ABOUT THIS TASK:
The response must contain every line from the records below that has "CommonMark".

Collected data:
*****

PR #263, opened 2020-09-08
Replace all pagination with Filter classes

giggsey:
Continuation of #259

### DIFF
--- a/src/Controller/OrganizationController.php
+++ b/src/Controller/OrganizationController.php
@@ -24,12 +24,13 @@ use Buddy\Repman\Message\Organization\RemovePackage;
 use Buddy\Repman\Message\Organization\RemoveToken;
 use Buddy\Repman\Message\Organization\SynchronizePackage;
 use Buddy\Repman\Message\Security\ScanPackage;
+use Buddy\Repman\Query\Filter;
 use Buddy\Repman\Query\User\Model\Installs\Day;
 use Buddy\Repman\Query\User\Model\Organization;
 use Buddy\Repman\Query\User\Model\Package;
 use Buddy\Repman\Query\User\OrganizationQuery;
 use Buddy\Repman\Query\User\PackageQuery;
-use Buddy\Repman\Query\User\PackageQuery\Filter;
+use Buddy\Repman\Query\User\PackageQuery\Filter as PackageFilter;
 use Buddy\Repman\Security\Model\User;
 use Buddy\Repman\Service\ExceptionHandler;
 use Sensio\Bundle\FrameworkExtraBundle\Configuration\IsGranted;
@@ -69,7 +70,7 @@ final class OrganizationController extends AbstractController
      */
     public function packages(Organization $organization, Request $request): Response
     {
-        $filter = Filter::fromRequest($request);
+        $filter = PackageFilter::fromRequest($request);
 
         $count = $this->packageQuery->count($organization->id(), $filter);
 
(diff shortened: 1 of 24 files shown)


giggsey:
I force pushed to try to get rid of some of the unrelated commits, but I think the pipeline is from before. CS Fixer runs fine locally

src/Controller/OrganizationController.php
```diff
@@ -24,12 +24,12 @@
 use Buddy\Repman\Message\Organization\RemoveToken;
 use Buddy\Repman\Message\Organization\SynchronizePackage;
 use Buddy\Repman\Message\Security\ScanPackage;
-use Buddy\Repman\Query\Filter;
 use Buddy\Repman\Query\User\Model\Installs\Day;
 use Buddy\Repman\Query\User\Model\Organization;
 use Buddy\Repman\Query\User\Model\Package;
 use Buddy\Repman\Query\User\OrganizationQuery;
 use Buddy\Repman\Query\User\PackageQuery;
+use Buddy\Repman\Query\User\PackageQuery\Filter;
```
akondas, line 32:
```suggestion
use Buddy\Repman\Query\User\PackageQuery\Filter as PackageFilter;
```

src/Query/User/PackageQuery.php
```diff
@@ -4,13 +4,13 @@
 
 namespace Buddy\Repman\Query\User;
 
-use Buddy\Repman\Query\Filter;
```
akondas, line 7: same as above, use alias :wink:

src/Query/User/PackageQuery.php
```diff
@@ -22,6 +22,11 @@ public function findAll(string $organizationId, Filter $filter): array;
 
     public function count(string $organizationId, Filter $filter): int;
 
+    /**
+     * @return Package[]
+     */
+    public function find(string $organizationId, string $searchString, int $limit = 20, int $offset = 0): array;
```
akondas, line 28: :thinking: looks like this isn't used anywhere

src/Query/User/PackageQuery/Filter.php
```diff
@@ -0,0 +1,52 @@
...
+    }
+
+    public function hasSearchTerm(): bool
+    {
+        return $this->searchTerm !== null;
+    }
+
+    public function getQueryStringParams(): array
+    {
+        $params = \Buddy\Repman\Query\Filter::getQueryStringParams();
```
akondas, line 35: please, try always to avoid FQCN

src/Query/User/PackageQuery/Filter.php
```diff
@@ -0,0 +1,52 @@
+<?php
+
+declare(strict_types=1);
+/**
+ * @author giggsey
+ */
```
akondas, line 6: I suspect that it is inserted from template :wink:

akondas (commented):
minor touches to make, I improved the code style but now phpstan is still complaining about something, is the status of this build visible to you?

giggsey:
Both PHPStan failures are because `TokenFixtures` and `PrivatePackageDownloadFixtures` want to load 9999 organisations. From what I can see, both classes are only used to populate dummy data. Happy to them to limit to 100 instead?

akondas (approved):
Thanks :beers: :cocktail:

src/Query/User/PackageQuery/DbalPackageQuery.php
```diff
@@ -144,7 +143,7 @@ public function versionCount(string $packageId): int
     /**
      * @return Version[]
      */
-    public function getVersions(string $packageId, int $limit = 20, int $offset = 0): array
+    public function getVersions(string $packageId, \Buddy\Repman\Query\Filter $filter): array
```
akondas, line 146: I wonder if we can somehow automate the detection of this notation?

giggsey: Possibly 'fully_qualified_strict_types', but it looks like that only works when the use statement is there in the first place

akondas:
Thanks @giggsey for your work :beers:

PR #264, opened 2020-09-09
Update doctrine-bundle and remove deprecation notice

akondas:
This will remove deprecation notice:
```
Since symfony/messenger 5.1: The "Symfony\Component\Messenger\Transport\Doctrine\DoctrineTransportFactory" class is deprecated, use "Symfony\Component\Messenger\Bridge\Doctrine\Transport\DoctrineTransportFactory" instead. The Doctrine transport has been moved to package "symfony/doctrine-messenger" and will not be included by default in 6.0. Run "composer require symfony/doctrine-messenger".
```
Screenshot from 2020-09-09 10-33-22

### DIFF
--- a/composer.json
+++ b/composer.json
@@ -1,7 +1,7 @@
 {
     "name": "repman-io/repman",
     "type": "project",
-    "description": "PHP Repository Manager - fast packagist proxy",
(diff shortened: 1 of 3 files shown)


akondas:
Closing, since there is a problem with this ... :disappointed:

*****

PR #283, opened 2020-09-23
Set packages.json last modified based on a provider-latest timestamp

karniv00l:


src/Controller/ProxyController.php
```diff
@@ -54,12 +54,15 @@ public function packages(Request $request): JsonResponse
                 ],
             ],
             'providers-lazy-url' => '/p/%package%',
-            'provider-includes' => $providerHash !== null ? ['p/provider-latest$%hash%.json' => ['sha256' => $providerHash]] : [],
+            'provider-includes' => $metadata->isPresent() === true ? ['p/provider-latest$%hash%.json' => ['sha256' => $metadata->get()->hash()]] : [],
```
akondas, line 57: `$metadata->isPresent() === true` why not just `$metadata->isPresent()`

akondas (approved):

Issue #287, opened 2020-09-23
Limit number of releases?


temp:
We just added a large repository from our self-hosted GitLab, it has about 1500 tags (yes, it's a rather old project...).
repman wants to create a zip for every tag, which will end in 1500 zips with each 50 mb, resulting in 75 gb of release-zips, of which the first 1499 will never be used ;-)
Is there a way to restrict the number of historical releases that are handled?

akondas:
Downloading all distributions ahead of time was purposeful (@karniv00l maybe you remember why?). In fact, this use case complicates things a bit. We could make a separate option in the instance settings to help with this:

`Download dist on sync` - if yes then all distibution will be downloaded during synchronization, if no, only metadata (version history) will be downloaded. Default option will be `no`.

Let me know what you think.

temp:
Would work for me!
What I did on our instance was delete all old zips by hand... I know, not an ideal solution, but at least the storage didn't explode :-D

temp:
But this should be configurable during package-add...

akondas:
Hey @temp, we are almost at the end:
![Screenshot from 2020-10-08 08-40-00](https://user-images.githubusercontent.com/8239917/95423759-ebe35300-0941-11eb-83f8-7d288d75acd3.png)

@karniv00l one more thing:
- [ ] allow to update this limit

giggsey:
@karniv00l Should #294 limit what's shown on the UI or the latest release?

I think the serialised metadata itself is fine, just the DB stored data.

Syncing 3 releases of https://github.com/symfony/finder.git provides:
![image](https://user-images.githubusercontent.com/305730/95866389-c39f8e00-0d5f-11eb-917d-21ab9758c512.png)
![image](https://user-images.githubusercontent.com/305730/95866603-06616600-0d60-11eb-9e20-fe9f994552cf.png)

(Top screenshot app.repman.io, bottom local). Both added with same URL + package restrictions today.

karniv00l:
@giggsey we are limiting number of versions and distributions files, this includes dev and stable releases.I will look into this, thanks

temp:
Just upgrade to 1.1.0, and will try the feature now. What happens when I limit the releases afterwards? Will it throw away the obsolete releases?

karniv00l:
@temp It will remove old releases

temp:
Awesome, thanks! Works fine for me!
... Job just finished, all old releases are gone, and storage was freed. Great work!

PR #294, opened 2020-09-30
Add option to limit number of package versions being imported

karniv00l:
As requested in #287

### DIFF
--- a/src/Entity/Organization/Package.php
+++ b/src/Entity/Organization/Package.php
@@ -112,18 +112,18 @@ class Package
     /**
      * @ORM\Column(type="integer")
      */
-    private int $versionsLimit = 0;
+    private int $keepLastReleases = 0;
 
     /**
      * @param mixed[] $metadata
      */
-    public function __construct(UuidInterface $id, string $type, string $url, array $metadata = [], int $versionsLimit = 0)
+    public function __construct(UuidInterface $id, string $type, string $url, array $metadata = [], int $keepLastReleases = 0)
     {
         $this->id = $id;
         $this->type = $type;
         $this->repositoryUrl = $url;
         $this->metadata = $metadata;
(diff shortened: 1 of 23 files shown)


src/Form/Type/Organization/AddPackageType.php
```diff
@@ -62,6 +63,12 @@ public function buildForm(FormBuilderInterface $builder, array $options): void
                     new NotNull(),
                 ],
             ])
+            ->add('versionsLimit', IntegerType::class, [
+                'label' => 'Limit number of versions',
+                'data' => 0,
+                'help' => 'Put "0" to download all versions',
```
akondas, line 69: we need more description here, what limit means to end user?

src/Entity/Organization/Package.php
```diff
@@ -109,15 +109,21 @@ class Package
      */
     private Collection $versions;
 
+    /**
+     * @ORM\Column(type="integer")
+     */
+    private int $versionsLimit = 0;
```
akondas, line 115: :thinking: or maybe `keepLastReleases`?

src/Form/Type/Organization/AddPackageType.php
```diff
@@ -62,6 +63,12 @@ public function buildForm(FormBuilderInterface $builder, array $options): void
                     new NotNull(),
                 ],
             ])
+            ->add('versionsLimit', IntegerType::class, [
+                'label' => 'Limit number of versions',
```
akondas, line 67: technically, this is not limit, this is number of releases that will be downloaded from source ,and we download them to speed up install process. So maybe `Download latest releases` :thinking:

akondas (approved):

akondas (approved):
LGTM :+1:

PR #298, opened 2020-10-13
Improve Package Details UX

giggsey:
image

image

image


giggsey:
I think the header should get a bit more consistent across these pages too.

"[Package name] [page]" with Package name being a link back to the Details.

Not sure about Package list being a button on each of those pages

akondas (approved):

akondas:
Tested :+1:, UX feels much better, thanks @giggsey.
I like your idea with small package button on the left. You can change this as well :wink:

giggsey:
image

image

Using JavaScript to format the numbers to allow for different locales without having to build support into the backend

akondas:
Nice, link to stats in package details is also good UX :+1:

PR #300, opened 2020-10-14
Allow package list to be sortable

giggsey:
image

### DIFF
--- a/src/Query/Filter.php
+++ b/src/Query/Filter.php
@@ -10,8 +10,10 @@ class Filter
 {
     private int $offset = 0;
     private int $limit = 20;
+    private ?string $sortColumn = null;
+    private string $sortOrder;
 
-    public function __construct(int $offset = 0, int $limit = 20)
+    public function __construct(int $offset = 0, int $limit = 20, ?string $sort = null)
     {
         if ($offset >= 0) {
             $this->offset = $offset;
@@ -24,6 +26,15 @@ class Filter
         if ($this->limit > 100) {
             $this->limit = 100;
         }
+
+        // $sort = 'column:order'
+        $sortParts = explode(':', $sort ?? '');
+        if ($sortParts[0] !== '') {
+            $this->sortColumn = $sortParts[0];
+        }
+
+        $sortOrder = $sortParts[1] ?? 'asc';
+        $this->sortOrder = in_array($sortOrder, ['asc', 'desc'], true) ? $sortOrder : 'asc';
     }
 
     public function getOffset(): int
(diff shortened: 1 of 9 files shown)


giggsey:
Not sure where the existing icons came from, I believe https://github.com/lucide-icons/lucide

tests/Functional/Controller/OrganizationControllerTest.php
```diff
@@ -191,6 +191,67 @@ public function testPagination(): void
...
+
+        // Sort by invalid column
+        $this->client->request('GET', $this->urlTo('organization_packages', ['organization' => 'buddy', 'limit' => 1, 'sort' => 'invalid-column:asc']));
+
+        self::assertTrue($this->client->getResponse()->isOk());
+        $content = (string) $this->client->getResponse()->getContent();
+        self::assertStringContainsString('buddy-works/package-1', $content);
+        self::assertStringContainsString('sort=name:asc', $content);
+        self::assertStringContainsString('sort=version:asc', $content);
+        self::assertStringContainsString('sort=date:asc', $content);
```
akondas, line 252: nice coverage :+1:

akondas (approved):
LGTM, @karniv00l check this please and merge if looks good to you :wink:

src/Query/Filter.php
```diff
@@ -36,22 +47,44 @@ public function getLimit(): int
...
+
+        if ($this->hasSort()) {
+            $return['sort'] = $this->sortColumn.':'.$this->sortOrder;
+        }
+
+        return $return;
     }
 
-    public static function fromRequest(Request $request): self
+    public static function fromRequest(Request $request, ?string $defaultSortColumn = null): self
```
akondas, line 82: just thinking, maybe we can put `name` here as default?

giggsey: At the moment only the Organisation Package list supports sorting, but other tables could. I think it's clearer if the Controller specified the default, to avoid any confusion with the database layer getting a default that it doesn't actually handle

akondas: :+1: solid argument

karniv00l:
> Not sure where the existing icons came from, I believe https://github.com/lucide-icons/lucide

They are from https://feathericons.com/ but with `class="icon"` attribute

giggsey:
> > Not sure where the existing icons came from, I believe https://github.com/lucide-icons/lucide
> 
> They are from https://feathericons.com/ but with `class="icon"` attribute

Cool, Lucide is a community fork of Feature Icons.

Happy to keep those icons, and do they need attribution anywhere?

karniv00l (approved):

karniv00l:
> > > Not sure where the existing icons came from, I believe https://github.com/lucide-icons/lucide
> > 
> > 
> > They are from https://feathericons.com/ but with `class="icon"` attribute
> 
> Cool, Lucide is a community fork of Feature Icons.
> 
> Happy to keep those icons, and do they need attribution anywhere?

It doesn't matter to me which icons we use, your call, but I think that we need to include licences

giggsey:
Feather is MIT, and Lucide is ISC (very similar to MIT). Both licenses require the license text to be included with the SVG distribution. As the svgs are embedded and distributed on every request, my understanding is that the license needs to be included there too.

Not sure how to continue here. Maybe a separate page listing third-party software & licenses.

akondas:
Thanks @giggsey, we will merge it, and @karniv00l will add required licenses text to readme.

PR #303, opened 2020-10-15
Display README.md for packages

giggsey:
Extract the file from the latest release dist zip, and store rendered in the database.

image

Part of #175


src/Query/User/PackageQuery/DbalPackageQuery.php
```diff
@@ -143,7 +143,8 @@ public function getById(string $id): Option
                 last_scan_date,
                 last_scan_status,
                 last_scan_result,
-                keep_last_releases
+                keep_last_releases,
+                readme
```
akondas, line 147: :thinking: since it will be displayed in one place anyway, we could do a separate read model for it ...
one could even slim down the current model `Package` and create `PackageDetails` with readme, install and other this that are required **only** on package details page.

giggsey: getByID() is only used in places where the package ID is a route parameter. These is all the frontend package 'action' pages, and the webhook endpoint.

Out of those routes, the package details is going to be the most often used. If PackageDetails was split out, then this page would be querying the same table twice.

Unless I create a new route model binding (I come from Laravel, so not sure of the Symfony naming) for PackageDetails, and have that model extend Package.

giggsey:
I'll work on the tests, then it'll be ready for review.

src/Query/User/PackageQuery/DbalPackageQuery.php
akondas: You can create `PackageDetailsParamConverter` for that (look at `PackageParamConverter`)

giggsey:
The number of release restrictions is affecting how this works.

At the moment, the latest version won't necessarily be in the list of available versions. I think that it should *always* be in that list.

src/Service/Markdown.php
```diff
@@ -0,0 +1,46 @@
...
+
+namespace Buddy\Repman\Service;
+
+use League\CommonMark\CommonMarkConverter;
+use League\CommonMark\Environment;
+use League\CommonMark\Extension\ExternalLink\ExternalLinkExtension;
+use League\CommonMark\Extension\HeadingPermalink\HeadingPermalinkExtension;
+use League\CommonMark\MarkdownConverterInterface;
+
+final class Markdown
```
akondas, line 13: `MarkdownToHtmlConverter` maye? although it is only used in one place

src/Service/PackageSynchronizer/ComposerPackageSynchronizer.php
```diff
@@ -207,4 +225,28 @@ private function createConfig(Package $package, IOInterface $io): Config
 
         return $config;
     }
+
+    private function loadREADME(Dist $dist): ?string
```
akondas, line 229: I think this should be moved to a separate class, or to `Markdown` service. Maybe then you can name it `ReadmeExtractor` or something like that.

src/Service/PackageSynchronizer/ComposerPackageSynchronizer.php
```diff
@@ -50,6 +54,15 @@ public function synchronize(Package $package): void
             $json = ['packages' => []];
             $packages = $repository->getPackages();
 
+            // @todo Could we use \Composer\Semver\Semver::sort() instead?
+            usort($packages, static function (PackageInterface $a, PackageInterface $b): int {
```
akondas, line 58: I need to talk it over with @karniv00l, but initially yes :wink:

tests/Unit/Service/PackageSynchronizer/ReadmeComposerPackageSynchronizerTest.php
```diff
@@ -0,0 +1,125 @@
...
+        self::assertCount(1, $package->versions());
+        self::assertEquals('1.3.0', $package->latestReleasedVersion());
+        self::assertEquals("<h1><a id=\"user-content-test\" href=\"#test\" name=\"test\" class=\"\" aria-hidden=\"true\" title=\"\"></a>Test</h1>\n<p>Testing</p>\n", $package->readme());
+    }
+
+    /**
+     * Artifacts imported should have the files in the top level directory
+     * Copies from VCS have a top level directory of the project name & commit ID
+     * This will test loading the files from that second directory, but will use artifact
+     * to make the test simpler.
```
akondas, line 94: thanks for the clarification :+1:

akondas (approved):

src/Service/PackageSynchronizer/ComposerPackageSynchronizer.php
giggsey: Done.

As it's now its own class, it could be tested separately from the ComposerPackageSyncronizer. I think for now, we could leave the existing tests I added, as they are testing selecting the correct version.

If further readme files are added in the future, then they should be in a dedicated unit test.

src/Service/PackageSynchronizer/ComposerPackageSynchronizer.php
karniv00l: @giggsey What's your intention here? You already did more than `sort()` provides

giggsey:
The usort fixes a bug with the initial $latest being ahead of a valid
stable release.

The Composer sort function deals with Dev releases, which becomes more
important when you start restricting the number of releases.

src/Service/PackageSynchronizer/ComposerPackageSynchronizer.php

*****

OUTPUT FOR THIS EXERCISE:
+use League\CommonMark\CommonMarkConverter;
+use League\CommonMark\Environment;
+use League\CommonMark\Extension\ExternalLink\ExternalLinkExtension;
+use League\CommonMark\Extension\HeadingPermalink\HeadingPermalinkExtension;
+use League\CommonMark\MarkdownConverterInterface;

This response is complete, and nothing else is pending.